Fermenting in Hot Climates
TroubleShooting
Bill Mayberry - Cochise County, Arizona asks,
After brewing for a long time in Seattle, Washington I now find myself in extreme southeast Arizona. Seattle was a kitchen brewery but Here I have a shed dedicated to brewing good beer. Last week at 2:30 p.m., the temperature was 96 °F (36 °C) and down to 50 °F (10 °C) at night. Last night was 58 °F (14 °C) and back up to 85 °F (29 °C) at 2:30 p.m. I have a 5-gallon (19-L) batch of California cream ale fermenting. On the advice of a brewer from one of the suppliers, I pitched a cultured batch of turbo yeast high heat at 81 °F (27 °C). The fermentation seems to slow and stops according to the temperature. After two days of robust action it’s settled into an up-down routine. Tomorrow is two weeks and kegging day. My question is, do you have any ideas or thoughts on high heat brewing? My potential alcohol looks like 6.3% as opposed to the 4.3% called for in the recipe and I’m informed that turbo yeast high heat makes a lot of alcohol.
There are a couple of separate issues raised in your question. The first has to do with effectively stabilizing your fermentation temperature to prevent the yo-yo effect you describe. I recently described using water as a temperature buffer to address the very problem you describe, only that in the question I answered the brewer was in a pretty nice climate for brewing … your former home of Seattle. The desert climate is much more volatile and you are clearly seeing a fermentation pattern that really needs to be stabilized to help you produce clean beers that do your brewing shed justice.
The good news is that your average temperature is pretty normal and if you determined the normal temperature over an extended period of time, for example by allowing an insulated water cooler to sit in your shed for a week and measuring the temperature, you probably would find that that temperature is somewhere in the upper 70s °F (~25 °C). Maybe a bit warm for brewing some ales, but certainly not too high for a wide range of beers.
A cheap and easy way to dampen the changes in your fermenter temperatures is to place your fermenter in a plastic trashcan and to drill an overflow near the normal beer level in a full fermenter. The basic method is to fill the trashcan with water and immerse the fermenter.

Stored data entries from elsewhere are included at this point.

Issue #1675, opened 2021-06-11
_PyFrameEvalFunction has different definitions in Python 3.8 and Python 3.9


itamarst:
### 🌍 Environment

This `pyo3` 0.13.2.

### 💥 Reproducing

Per [The docs](https://docs.rs/pyo3/0.13.2/pyo3/ffi/type._PyFrameEvalFunction.html), `_PyFrameEvalFunction` is `extern "C" fn(_: *mut PyFrameObject, _: c_int) -> *mut PyObject;` This is in fact the case in Python 3.8; however, it's worth noting that this is private in Python 3.8.

In Python 3.9 this was made public, alongside some related APIs for PEP 523 that aren't in PyO3's FFI (e.g. https://docs.python.org/3/c-api/init.html#c._PyInterpreterState_SetEvalFrameFunc).

However, the signature in Python 3.9 has changed, it's now `PyObject* (*_PyFrameEvalFunction)(PyThreadState *tstate, PyFrameObject *frame, int throwflag)`.

### Bigger picture

As someone currently munging the internals of Python 3 for profiling purposes, I want to use the private API on Python 3.8, and the public API on Python 3.9. The current way `pyo3::ffi` works in pyo3 makes this difficult insofar as it's exposing types that change over time across Python releases, so I'm going to have to make my own types... it would be handy if PyO3 had some way for me to detect at compile time which Python API version was available.

Alternatively, perhaps PyO3 should have different versions of the low-level `pyo3::ffi` module depending which version of Python you're building against? Which I imagine would be some work.

### Smaller picture

On Python 3.9 or later `pyo3::ffi::_PyFrameEvalFunction` definition is wrong, and given that it's private before that, probably the newer signature should be there if there's only going to be one `pyo3:ffi` module variant for all Python versions.

### Final thoughts

This is an obscure API for a rare use case. However, the bigger picture issue of `pyo3:ffi` not matching the Python API version that code is compiling against is perhaps more significant.

itamarst:
Ah, I found the `cfg()` options for Python API versions: https://github.com/PyO3/pyo3/blob/97d6f15b32c3090498911b8bff2edcef496bf228/pyo3-build-config/src/impl_.rs#L72

mejrs:
Thanks for the bug report :)

> Ah, I found the cfg() options for Python API versions: 

[...]

PR #1687, opened 2021-06-23
implement ffi/cpython/pystate

mejrs:
Per #1675 

Also:
-  adds a bit more documentation to /ffi
- makes the cpython modules `pub(crate)` to avoid double glob imports (is this OK?)


src/ffi/pystate.rs
```diff
@@ -7,10 +8,29 @@ use std::os::raw::{c_int, c_long};
...
 #[repr(C)]
-#[derive(Copy, Clone)]
+#[derive(Debug, Copy, Clone)]
 pub struct PyInterpreterState {
+    /// Not actually a public field
     pub ob_base: PyObject,
+
+    /// Not actually a public field
+    /// Also, it has an additional argument in 3.9
+    #[cfg(not(Py_3_9))]
```
mejrs, line 18: I'm not sure that this is a good way to handle this, any suggestions?

src/ffi/pystate.rs
```diff
@@ -7,10 +8,29 @@ use std::os::raw::{c_int, c_long};
 pub const MAX_CO_EXTRA_USERS: c_int = 255;
 
 #[repr(C)]
-#[derive(Copy, Clone)]
+#[derive(Debug, Copy, Clone)]
 pub struct PyInterpreterState {
```
davidhewitt, line 12: Hmm, this looks dangerously broken, because it doesn't match at all the full contents of the corresponding struct in the Python headers: https://github.com/python/cpython/blob/af5fb6706219d7949c1db5c9f2b7da53198123f3/Include/internal/pycore_pystate.h#L67

Appreciate that this existed before you wrote this PR, but I don't think editing this struct in this PR achieves much.

As it's an internal type (and probably very different on PyPy),I think we should just replace with an opaque type:

```
opaque_struct!(PyInterpreterState);
```

davidhewitt (commented):
I don't think we should be restricting the `ffi::cpython` modules to `pub(crate)`. They're already public in the CPython API, so I think it's correct for them to be `pub`, not `pub(crate)`.

Also, I think that we should probably remove the `PyInterpreterState` struct as that looks scary - see other comment.

src/ffi/pystate.rs
mejrs: Done.

mejrs:
> I don't think we should be restricting the `ffi::cpython` modules to `pub(crate)`. They're already public in the CPython API, so I think it's correct for them to be `pub`, not `pub(crate)`.

Their contents would still be public, just not the modules themselves.

Currently when you search for something that is defined in the cpython module this is what you see, because it's glob imported twice:

image

davidhewitt:
> Their contents would still be public, just not the modules themselves.
>
> Currently when you search for something that is defined in the cpython module this is what you see, because it's glob imported twice:

👍 I'm persuaded; also the modules in `pyo3::ffi` are not `pub`, so this is consistent.

davidhewitt:
Happy to merge this once conflict caused by #1692 is resolved (sorry!)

The water acts as a temperature buffer because of its mass (this is one of those times where size really does matter) and relatively high specific heat. In plain terms these properties make bodies of water relatively slow to heat and cool in comparison to something like air. If the normal temperature is not too warm for fermentation, or a few degrees cooler than your target temperature, the only thing that may be required is to fill the trash can up to the overflow level and leave it alone during fermentation.

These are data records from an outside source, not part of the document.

PR #1689, opened 2021-06-23
Add a badge and link to benchmark tracking page

messense:
[Rendered](https://github.com/PyO3/pyo3/blob/6504f2598b5f06915597634da34df8b32d04ff60/README.md)


davidhewitt (approved):
Imo that benchmark page is not _super_ helpful for users, as it's very noisy and also a bit unclear to people who aren't familiar with the project as to what we're actually benchmarking.

However overall it's still nice to show the badge to give easy access to them!

PR #1692, opened 2021-06-23
Make the `Py_tracefunc` parameters optional

GabrielMajeri:
The `PyEval_SetProfile`/`SetTrace` methods [support receiving `NULL`](https://docs.python.org/3/c-api/init.html#c.PyEval_SetProfile) for the `Py_tracefunc` parameter, in order to disable profiling/tracing. However, the only way to safely pass `NULL` as a function pointer in Rust is by wrapping it in an `Option<>`.

This PR updates the respective functions to make it easier for developers to disable profiling/tracing hooks, without having to resort to `transmute` or `zeroed`.


davidhewitt (approved):
👍 thanks!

Chances are that this alone may not work for you in Arizona and that your fermentation will be a little too warm. If this proves to be the case, you can add a water supply line to the bottom of the trashcan and displace some of the warm water. Consider using a needle valve to very slowly and continuously add water or manually turning the water on and off daily as required. This will only work if your ground water is cool enough.
I have never used “Turbo Yeast” but from what I can find online these strains are marketed for fermenting “wash” for distillation. The key traits that these yeast strains have are their tolerance for alcohol, high attenuation rates and rapid fermentation rates. These are not necessarily the things that make for the best brewing strains.

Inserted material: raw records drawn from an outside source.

PR #1693, opened 2021-06-23
Rewrite `module.md` for clarity and add tip on code organization

Eric-Arellano:
This adds a recommendation on how to split FFI code over multiple Rust modules, which we have found useful at [Pants](https://github.com/pantsbuild/pants/tree/main/src/rust/engine/engine_pyo3).

It also rewrites some of `module.md` and a bit of `function.md`:

- Consistently use a simpler example function `double`, rather than `sum_as_string`.
- Use `#[pyfunction]` instead of `#[pyfn]` in the module example for simplicity.
- Add a code example of renaming a `#[pymodule]` with `#[pyo3(name = "..")]`.
- Rewrite submodule hierarchy section, including adding the disclaimer about packages.


guide/src/function.md
```diff
@@ -14,52 +14,48 @@ fn double(x: usize) -> usize {
 }
 
 #[pymodule]
-fn module_with_functions(py: Python, m: &PyModule) -> PyResult<()> {
+fn my_extension(py: Python, m: &PyModule) -> PyResult<()> {
     m.add_function(wrap_pyfunction!(double, m)?)?;
     Ok(())
 }
-
-# fn main() {}
```
Eric-Arellano, line 22: This isn't necessary as of version 1.34 of Rust: https://doc.rust-lang.org/rustdoc/documentation-tests.html#using--in-doc-tests.

guide/src/module.md
```diff
@@ -1,44 +1,49 @@
 # Python Modules
 
-You can create a module as follows:
+You can create a module using `#[pymodule]`:
```
Eric-Arellano, line 3: This is something we picked up on with docs for Pants: for bigger code blocks, preview what the main thing to look for is.

guide/src/module.md
```diff
@@ -1,44 +1,49 @@
...
 
 ```rust
 use pyo3::prelude::*;
+use pyo3::wrap_pyfunction;
 
-// add bindings to the generated Python module
-// N.B: "rust2py" must be the name of the `.so` or `.pyd` file.
```
Eric-Arellano, line 9: This is said later in the paragraph. It's repetitive and distracting to say here too.

guide/src/module.md
```diff
@@ -1,44 +1,49 @@
...
+    x * 2
+}
 
 /// This module is implemented in Rust.
 #[pymodule]
-fn rust2py(py: Python, m: &PyModule) -> PyResult<()> {
-    // PyO3 aware function. All of our Python interfaces could be declared in a separate module.
-    // Note that the `#[pyfn()]` annotation automatically converts the arguments from
-    // Python objects to Rust values, and the Rust return value back into a Python object.
-    // The `_py` argument represents that we're holding the GIL.
```
Eric-Arellano, line 17: That's explained in function.md. This page is instead focused on modules, and there's value imo in keeping this example short and focused.

guide/src/module.md
```diff
@@ -1,44 +1,49 @@
...
-    #[pyfn(m)]
```
Eric-Arellano, line 18: I personally prefer the `#[pyfunction]` approach and think it makes things easier to understand. Better separation of concerns, such that the `#[pymodule]` function is solely for FFI registration and has no business logic.

I think the example is easier to follow by using `#[pyfunction]` - `function.md` still demos `#[pyfn]`.

guide/src/module.md
```diff
@@ -48,53 +53,110 @@ To import the module, either:
...
 ```
 
-Which means that the above Python code will print `This module is implemented in Rust.`.
+## Organizing your module registration code
+
+As your Python module grows, it can be helpful to split your Rust code into several Rust modules to
+keep your code readable.
+
+You can pass references to the `PyModule` so that each 
+module registers its own FFI code, which can give your project better
```
Eric-Arellano, line 73: Is FFI a safe word to use here? Generally acronyms should be avoided in docs.

guide/src/module.md
```diff
@@ -48,53 +53,110 @@ To import the module, either:
...
 
-Which means that the above Python code will print `This module is implemented in Rust.`.
+## Organizing your module registration code
+
+As your Python module grows, it can be helpful to split your Rust code into several Rust modules to
+keep your code readable.
+
+You can pass references to the `PyModule` so that each 
+module registers its own FFI code, which can give your project better 
+[encapsulation](https://en.wikipedia.org/wiki/Encapsulation_(computer_programming)). For example:
```
Eric-Arellano, line 74: I don't want to assume every future PyO3 user knows what encapsulation is and its benefits, hence the link.

guide/src/module.md
```diff
@@ -48,53 +53,110 @@ To import the module, either:
...
+
+```rust,ignore
```
Eric-Arellano, line 76: I'd like to not ignore this, but don't know how to simulate multiple distinct files in a doc test.

guide/src/module.md
```diff
@@ -48,53 +53,110 @@ To import the module, either:
...
+    "linux".to_owned()
+}
+```
 
-## Modules as objects
+## Python submodules
 
-In Python, modules are first class objects. This means that you can store them as values or add them to
-dicts or other modules:
+You can create a module hierarchy within a single extension module by using `PyModule.add_submodule()`.
```
Eric-Arellano, line 122: Should this cross-reference with Rustdoc magic? I'm not sure how to do that.

Eric-Arellano (commented):
I hope some of these suggestions are useful :) I love that y'all have a guide, that was a big draw to PyO3 for me personally with the Pants project.

guide/src/module.md
mejrs: You can do https://doc.rust-lang.org/rustdoc/documentation-tests.html#hiding-portions-of-the-example in rustdoc. I'm not sure if this also works in mdbook (?)

guide/src/module.md
```diff
@@ -48,53 +53,110 @@ To import the module, either:
...
 ```python
-import rust2py
+import my_extension
 
-print(rust2py.__doc__)
+print(my_extension.__doc__)
 ```
 
-Which means that the above Python code will print `This module is implemented in Rust.`.
+## Organizing your module registration code
```
mejrs, line 67: I would probably avoid this indirection and just add the classes and functions directly:

```rust
#[pymodule]
fn my_extension(py: Python, m: &PyModule) -> PyResult<()> {
    m.add_class::<dirutil::SomeClass>()?;
    m.add_function(wrap_pyfunction!(osutil::determine_current_os, m)?)?;
    Ok(())
}
```

I guess this makes more sense if you have a big hierarchy of modules with register functions that each import other registers? But at that point you should probably just organize them in submodules.

mejrs (commented):
Hey, thanks for this :), this looks great.

guide/src/module.md
Eric-Arellano: That's great! I was going to open an issue proposing that very thing :) I think there's value in having a consolidate way to do things. 

Would you like me to open an issue for this? I'd be happy to implement.

guide/src/module.md
Eric-Arellano: As in, rustdoc has a way to refer to other parts of the code base and then it will hyperlink for you. I'm not sure how to do it, but I know it exists. 

I'm wondering here if you happen to know if it's possible to cross reference from the book to the API docs?

mejrs: You can just hyperlink to the latest versions with e.g.:
- the pyo3.rs documentation: `https://pyo3.rs/main/doc/pyo3/types/struct.PyModule.html#method.add_submodule`
- docs.rs: https://docs.rs/pyo3/latest/pyo3/types/struct.PyModule.html#method.add_submodule
- 
I'm actually not sure which one you should prefer...fwiw pyo3.rs reflects the current main branch, docs.rs the latest release.

guide/src/module.md
mejrs: Yeah, I don't like having two slightly different ways to do the same thing.

As for an issue, there is one: #694

davidhewitt: Completely agree that `#[pyfn]` should go. The syntax will at least be _almost_ the same in PyO3 0.14.

Regarding #694 - the vision was that rather than remove `#[pyfn]`, we would first create a new `#[pymodule]` syntax which is used on `mod my_module` instead of `fn my_module`. Then we could deprecate the `#[pymodule]` function syntax and `#[pyfn]` together.

guide/src/module.md
davidhewitt: Yes I think FFI is fairly prevalent in PyO3's guide. TBH we could add a glossary if we really were worried, to include other terms like GIL which we also use a lot.

guide/src/module.md
davidhewitt: It does. You could use hidden `# mod lib { }` etc to break the code into multiple "files" (modules).

guide/src/module.md
davidhewitt: The `mdbook` setup has a plugin to substitute in the appropriate link, the following should do it:

`{#PYO3_DOCS_URL}}/pyo3/prelude/struct.PyModule.html#method.add_submodule`

davidhewitt (commented):
Looks great, many thanks for doing this! A few quick comments on some of the conversations...

Eric-Arellano:
FYI I'm traveling next few days on a road trip, so I likely won't get to this till I'm back. 

Thanks for the review though!

guide/src/module.md
Eric-Arellano: I remember now why I originally came up with this pattern of passing `&PyModule` around:

```rust
error: no rules expected the token `::`
  --> src/lib.rs:591:43
   |
14 |     m.add_function(wrap_pyfunction!(osutil::determine_current_os, m)?)?;
   |                                           ^^ no rules expected this token in macro call
```

Is that expected? Any known workarounds other than what I'm suggesting?

Eric-Arellano:
> FYI I'm traveling next few days on a road trip, so I likely won't get to this till I'm back.

Took me longer to get back to this than I hoped, but updating based on feedback now :) Congrats on 0.14 release btw!

guide/src/module.md
Eric-Arellano: Hm my next idea didn't work either to leverage `use`:

```rust
// src/lib.rs
use pyo3::prelude::*;
use osutil::determine_current_os; 

#[pymodule]
fn my_extension(py: Python, m: &PyModule) -> PyResult<()> {
    m.add_class::<dirutil::SomeClass>()?;
    m.add_function(wrap_pyfunction!(determine_current_os, m)?)?;
    Ok(())
}

// src/dirutil.rs
# mod dirutil { 
use pyo3::prelude::*;

#[pyclass]
pub(crate) struct SomeClass {
    x: usize,
}
# }

// src/osutil.rs
# mod osutil { 
use pyo3::prelude::*;

#[pyfunction]
pub(crate) fn determine_current_os() -> String {
    "linux".to_owned()
}  
# }
```

```
❯ cargo test --doc -- doc_test::guide_module_md
warning: profiles for the non root package will be ignored, specify profiles at the workspace root:
package:   /Users/eric/code/pyo3/examples/pyo3-pytests/Cargo.toml
workspace: /Users/eric/code/pyo3/Cargo.toml
    Finished test [unoptimized + debuginfo] target(s) in 0.10s
   Doc-tests pyo3

running 5 tests
test src/lib.rs - doc_test::guide_module_md (line 620) ... ignored
test src/lib.rs - doc_test::guide_module_md (line 578) ... FAILED
test src/lib.rs - doc_test::guide_module_md (line 535) ... ok
test src/lib.rs - doc_test::guide_module_md (line 513) ... ok
test src/lib.rs - doc_test::guide_module_md (line 670) ... ok

failures:

---- src/lib.rs - doc_test::guide_module_md (line 578) stdout ----
error[E0425]: cannot find value `__pyo3_get_function_determine_current_os` in this scope
  --> src/lib.rs:586:20
   |
11 |     m.add_function(wrap_pyfunction!(determine_current_os, m)?)?;
   |                    ^^^^^^^^^^^^^^^^^^^^^^^^^^^^^^^^^^^^^^^^^ not found in this scope
   |
   = note: this error originates in a macro (in Nightly builds, run with -Z macro-backtrace for more info)

```

davidhewitt: Yeah, you're running into https://github.com/PyO3/pyo3/issues/1709

For now you can work around this by writing `use osutil::*;`

(As stated in the issue above, I hope we can fix it in a nicer way at the end of the year when we do a dependency update release.)

davidhewitt:
Thanks and no worries, hope you had a great trip! Feel free to ping when it's ready for re-review.

Eric-Arellano:
> Thanks and no worries, hope you had a great trip!

Thanks! Washington was magical, my first time spending more than a day there and I loved the outdoors :) 

> Feel free to ping when it's ready for re-review.

All ready! I previewed it using the instructions you sent on Gitter, and it looks good from my POV. I'm not sure I got the `{#PYO3_DOCS_URL}}` thing right though - the link didn't work when I was previewing locally.

guide/src/module.md
```diff
@@ -48,53 +51,133 @@ To import the module, either:
...
 #[pyfunction]
-fn subfunction() -> String {
-    "Subfunction".to_string()
+fn determine_current_os() -> String {
+    "linux".to_owned()
 }
+# }
+```
+
+Another workaround for splitting FFI code across multiple modules is to add `use module::*`, like this:
```
davidhewitt, line 117: It might be worth adding a quick note about #1709, both so users can understand why the glob is suggested (which is usually seen as an antipattern) and as a reminder for us to improve it when we implement a better solution.

guide/src/module.md
```diff
@@ -48,53 +51,133 @@ To import the module, either:
...
+pub(crate) fn determine_current_os() -> String {
+    "linux".to_owned()
+}
+# }
+```
+
+## Python submodules
+
+You can create a module hierarchy within a single extension module by using 
+[`PyModule.add_submodule()`]({#PYO3_DOCS_URL}}/pyo3/prelude/struct.PyModule.html#method.add_submodule).
```
davidhewitt, line 144: I think missing a brace?

```suggestion
[`PyModule.add_submodule()`]({{#PYO3_DOCS_URL}}/pyo3/prelude/struct.PyModule.html#method.add_submodule).
```

davidhewitt (approved):
Looks really great! Just a few final suggestions.

guide/src/module.md
davidhewitt: EDIT: oh that's my fault from originally typing the URL wrong above. Sorry! 😬

davidhewitt:
Perfect! Thanks again 🚀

The higher than expected alcohol in your brews is likely due to the high attenuation rate of your chosen strain. But keep in mind that mash temperature really sets the stage for wort fermentability and that it truly takes two to tango when producing high-alcohol beers. If you have poor wort fermentability and a yeast strain that is described as highly attenuative, you may still end up with a high-finish gravity because the wort is simply not very fermentable. If the yeast strain secretes starch-degrading enzymes, like “super attenuators,” things will be different.
My advice about yeast strain is to select yeast strains that produce good beer flavor in the normal temperature range of your brewing shed. For the sake of discussion, assume that your normal temperature is 76 °F (24 °C). With that knowledge in hand, go look for strains that are described for working well at this temperature. You can further refine your search by nailing down the style of beer you want to brew and looking for a strain that works for the style and your temperature norm.